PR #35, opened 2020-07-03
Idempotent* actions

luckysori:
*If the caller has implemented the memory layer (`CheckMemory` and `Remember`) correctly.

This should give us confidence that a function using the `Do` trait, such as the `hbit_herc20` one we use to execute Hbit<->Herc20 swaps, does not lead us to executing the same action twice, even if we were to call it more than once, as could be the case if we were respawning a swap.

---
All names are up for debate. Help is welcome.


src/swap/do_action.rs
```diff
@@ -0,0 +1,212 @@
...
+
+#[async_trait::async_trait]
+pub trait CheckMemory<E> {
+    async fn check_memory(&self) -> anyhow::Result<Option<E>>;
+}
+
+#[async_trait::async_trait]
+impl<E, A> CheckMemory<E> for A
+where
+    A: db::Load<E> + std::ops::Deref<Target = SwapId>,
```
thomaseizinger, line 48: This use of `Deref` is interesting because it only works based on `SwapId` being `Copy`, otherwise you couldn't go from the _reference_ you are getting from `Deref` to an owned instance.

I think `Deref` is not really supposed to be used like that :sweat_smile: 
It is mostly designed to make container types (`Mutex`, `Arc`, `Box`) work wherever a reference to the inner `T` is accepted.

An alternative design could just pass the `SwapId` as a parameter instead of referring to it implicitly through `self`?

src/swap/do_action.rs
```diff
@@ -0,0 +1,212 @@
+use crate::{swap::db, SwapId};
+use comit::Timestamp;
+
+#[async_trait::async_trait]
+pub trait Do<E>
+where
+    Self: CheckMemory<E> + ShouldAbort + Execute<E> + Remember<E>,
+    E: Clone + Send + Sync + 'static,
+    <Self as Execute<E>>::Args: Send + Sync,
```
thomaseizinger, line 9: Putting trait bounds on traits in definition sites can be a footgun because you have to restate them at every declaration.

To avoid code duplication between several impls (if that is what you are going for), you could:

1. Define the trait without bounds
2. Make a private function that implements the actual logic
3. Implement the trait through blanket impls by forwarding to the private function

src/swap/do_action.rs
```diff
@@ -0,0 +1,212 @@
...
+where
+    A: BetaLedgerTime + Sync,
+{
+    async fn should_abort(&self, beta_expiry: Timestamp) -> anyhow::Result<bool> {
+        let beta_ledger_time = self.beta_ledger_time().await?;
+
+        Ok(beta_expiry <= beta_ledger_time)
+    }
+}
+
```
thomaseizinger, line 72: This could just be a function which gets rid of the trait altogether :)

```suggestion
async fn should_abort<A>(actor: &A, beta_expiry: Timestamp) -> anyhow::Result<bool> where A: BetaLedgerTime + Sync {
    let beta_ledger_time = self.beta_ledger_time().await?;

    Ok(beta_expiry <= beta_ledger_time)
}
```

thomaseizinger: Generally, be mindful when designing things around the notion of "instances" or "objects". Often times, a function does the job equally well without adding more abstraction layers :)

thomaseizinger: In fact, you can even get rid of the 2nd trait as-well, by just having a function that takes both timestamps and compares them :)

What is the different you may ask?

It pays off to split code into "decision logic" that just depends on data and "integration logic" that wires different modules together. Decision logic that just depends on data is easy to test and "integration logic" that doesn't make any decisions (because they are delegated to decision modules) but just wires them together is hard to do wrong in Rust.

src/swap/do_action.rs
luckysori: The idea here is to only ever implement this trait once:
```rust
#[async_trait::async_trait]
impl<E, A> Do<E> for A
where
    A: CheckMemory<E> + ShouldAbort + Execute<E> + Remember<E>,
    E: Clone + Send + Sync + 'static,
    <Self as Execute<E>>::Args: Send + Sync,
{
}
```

==

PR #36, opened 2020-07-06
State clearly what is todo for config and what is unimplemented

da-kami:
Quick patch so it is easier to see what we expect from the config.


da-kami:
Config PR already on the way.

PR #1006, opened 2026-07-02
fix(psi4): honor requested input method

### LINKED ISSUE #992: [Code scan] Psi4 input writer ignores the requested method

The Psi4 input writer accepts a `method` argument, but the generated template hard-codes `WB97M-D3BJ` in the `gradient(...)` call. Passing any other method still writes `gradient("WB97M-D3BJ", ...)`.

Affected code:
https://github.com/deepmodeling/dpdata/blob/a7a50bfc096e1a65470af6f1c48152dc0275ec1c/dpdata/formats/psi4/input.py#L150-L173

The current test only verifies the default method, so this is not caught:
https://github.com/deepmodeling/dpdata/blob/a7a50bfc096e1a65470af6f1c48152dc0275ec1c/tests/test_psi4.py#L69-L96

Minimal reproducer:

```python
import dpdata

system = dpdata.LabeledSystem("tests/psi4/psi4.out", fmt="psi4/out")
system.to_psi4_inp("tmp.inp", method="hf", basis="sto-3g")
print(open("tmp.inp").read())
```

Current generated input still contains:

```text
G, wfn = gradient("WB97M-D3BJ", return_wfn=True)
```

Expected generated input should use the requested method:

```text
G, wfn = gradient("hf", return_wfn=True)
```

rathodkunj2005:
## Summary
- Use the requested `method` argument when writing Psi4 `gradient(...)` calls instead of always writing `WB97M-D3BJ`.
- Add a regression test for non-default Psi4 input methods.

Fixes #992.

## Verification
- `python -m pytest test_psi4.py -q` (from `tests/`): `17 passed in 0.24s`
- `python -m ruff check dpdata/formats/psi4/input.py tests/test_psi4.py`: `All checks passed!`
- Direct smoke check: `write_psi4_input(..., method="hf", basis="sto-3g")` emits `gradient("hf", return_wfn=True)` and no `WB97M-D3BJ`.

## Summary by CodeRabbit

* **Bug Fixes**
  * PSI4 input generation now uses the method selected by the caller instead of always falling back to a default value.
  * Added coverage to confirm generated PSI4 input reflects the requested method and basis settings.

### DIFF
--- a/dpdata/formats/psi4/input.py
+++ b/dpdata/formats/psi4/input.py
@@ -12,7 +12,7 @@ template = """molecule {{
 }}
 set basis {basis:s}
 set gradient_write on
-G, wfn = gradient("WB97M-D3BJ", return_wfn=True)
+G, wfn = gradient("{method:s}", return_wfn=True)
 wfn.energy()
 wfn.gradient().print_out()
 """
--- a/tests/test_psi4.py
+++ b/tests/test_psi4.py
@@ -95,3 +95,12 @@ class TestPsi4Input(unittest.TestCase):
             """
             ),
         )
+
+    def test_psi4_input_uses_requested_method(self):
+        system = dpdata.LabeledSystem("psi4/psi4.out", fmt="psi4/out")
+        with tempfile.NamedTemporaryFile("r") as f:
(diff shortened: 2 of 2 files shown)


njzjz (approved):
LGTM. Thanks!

...

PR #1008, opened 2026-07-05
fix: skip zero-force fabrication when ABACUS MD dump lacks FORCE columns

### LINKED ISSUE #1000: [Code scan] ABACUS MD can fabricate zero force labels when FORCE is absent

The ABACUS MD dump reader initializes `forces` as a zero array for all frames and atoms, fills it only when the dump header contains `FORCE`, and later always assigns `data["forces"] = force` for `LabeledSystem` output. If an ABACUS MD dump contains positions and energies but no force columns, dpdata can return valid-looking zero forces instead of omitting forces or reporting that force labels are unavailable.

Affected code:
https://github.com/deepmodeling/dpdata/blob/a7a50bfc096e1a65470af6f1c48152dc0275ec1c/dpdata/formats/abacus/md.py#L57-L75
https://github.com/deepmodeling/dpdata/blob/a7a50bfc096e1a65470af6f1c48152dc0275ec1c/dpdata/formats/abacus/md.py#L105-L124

Work request: The answer is the lines above between the line holding "PR #36, opened 2020-07-06" and the line holding "The Psi4 input", inclusive, each written out exactly, and no others.

Task result:
PR #36, opened 2020-07-06
State clearly what is todo for config and what is unimplemented

da-kami:
Quick patch so it is easier to see what we expect from the config.


da-kami:
Config PR already on the way.

PR #1006, opened 2026-07-02
fix(psi4): honor requested input method

### LINKED ISSUE #992: [Code scan] Psi4 input writer ignores the requested method

The Psi4 input writer accepts a `method` argument, but the generated template hard-codes `WB97M-D3BJ` in the `gradient(...)` call. Passing any other method still writes `gradient("WB97M-D3BJ", ...)`.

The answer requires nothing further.